Task item: "stephenberry: #1006 merged" appears in one line; retype that line and all lines following it through the end of the records, with nothing left out or added.

►

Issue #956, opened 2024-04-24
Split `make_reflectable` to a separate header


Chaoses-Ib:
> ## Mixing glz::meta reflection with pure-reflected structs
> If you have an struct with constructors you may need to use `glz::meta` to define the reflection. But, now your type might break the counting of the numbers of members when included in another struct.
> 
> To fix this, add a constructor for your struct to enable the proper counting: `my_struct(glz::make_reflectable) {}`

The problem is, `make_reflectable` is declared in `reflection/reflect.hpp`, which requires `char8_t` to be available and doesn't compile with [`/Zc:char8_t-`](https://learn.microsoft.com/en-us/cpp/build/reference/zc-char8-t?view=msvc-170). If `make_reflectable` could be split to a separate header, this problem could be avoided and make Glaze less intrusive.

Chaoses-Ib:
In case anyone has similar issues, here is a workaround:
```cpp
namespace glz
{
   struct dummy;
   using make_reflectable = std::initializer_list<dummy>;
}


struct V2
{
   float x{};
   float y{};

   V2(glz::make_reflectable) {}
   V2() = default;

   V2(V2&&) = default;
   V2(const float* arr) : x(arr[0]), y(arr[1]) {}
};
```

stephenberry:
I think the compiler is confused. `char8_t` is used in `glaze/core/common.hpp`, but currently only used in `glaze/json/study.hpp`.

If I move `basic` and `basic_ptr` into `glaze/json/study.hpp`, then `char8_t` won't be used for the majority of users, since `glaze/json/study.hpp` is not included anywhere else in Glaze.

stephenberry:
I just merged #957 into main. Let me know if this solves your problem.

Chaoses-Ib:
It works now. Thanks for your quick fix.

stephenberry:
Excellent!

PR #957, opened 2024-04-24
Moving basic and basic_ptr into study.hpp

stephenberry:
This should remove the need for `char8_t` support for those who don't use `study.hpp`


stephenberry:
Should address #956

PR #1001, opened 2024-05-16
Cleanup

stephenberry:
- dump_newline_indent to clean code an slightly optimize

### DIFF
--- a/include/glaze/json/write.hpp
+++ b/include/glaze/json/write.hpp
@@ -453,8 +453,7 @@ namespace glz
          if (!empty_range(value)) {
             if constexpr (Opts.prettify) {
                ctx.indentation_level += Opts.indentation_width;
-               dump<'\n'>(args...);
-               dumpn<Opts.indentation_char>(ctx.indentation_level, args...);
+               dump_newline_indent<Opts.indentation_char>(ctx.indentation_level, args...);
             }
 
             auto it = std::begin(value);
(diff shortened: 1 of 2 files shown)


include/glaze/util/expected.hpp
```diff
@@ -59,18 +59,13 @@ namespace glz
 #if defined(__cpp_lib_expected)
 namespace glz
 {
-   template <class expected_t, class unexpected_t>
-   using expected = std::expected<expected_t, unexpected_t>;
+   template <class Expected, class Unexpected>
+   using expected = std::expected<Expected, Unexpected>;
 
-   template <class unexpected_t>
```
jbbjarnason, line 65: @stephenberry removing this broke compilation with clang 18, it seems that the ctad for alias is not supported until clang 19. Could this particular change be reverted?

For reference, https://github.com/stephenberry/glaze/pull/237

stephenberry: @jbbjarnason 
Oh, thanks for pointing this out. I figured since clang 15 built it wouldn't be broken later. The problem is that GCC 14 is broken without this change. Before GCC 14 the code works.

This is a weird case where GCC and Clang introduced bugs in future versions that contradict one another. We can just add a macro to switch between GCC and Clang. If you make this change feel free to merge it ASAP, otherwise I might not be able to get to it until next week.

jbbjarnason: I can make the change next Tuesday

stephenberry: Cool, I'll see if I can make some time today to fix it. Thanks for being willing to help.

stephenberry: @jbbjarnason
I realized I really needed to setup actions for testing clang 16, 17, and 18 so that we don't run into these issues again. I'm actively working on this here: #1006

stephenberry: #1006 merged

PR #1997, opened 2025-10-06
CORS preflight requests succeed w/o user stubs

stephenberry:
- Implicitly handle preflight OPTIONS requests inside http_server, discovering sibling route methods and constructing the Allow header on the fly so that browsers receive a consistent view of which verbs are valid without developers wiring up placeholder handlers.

◄

Answer to this task:
stephenberry: #1006 merged

PR #1997, opened 2025-10-06
CORS preflight requests succeed w/o user stubs

stephenberry:
- Implicitly handle preflight OPTIONS requests inside http_server, discovering sibling route methods and constructing the Allow header on the fly so that browsers receive a consistent view of which verbs are valid without developers wiring up placeholder handlers.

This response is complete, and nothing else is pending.